Quando li sentii allontanarsi, ricominciai a respirare. Lentamente, il mio battito cardiaco rallentò e i muscoli si rilassarono. Tra le mani tenevo ancora la mia unica possibilità di sopravvivere per un altro giorno.
Il portafoglio era pesante e morbido, rivestito di pelle scura. Un leggero sorriso mi increspò le labbra, mentre l'adrenalina e la felicità si facevano strada nelle mie vene. Mi allontanai dall'albero avvicinandomi alla riva del canale ed esponendomi alla luce della luna che regnava alta nel cielo. Il rumore dell'acqua che scorreva era l'unica cosa che mi trasmetteva tranquillità in quel momento di forte trepidazione. Mi sedetti sull'erba umida e aprii il portafoglio. Un profumo di pelle misto a una fragranza ambrata invase i miei sensi, trasportandomi in un mondo lontano dalla strada, dai cassonetti e dai senzatetto. Le piccole tasche interne erano piene di biglietti da visita e di tessere dei club più rinomati di Los Angeles. Due carte di credito erano incastrate in una cavità dietro la tasca principale, quella dove si trovavano i contanti. Contai le banconote e rimasi delusa nello scoprire che il portafoglio conteneva solamente cinquanta dollari. Mi aspettavo una somma più consistente.

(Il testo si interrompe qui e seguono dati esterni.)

PR #300, opened 2024-04-28
Improve check of unit consistency in Camera

### LINKED ISSUE #299: `Camera` model validation code contains an error
In writing #298 I stumbled on what is, I think, an error in the validation logic for the `Camera` model.

Consider this code, which *should* be a valid `Camera` but is not:

```python
from stellarphot.settings import Camera
c = Camera(
     name="should_work",
      data_unit="electron",
      gain="1",
      dark_current="0.01 electron / second",
      read_noise="1.2 electron",
      pixel_scale="0.55 arcsec / pix",
      max_data_value="80000 electron"
 )
```

It fails because of the way that we check that the the `gain` has units `read_noise` / `data_unit` is this:

```python
            len(gain.unit.bases) != 2
            or gain.unit.bases[0] != rn_unit
            or gain.unit.bases[1] != self.data_unit
```

That fails here because `1` fails the first test.

Opening a PR shortly to fix this....

mwcraig:
This fixes #299 by checking that units of `gain` can be converted to units of `read_noise /data_unit` without requiring that the units of `gain` have a particular structure.

### DIFF
--- a/stellarphot/settings/models.py
+++ b/stellarphot/settings/models.py
@@ -7,7 +7,7 @@ from typing import Annotated, Any, Literal
 from astropy.coordinates import EarthLocation, Latitude, Longitude, SkyCoord
 from astropy.io.misc.yaml import AstropyDumper, AstropyLoader
 from astropy.time import Time
-from astropy.units import Quantity, Unit
+from astropy.units import Quantity, Unit, UnitConversionError
 from astropy.utils import lazyproperty
 from pydantic import (
     AfterValidator,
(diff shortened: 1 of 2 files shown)


stellarphot/settings/models.py
```diff
@@ -294,15 +294,14 @@ def validate_gain(self):
         # Check that gain and read noise have compatible units, that is that
         # gain is read noise per data unit.
         gain = self.gain
-        if (
-            len(gain.unit.bases) != 2
-            or gain.unit.bases[0] != rn_unit
-            or gain.unit.bases[1] != self.data_unit
-        ):
+
```
JuanCab, line 297: I have a vague memory that this may be my code you are fixing... good, it looks ugly now after seeing so much pydantic in your commits over the last few months. :). Do we want to change the dark current check a few lines below this to take a similar approach?

JuanCab (approved):
See comments, but otherwise, I approve.

stellarphot/settings/models.py
mwcraig: > Do we want to change the dark current check a few lines below this to take a similar approach?

Maybe...opening a separate issue for that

Mentre rimettevo i soldi al loro posto, notai un documento: una carta d'identità. Ogni volta che controllavo il lavoro della giornata trovavo una moltitudine di patenti, passaporti o permessi di soggiorno, ma non avevo mai controllato chi fossero i poveri sfortunati che avevano perso i loro soldi a causa mia. Stavolta, invece, nacque una forte curiosità dentro di me e non fui in grado di controllarmi. Estrassi la carta d'identità e la osservai. Era rivestita da una pellicola di plastica trasparente che la proteggeva dai segni tempo; a sinistra c'era una foto e a destra si trovavano i dati anagrafici dell'uomo che avevo derubato.
La sfortunata vittima si chiamava Ryan Woods e abitava a Los Angeles. Era biondo con gli occhi grigi, aveva un naso dritto, la mascella squadrata e le labbra piene. Come me, anche lui aveva ventiquattro anni. Misi il portafoglio nella tasca della giacca e mi sdraiai osservando le stelle e ascoltando lo sciabordio dell'acqua del canale.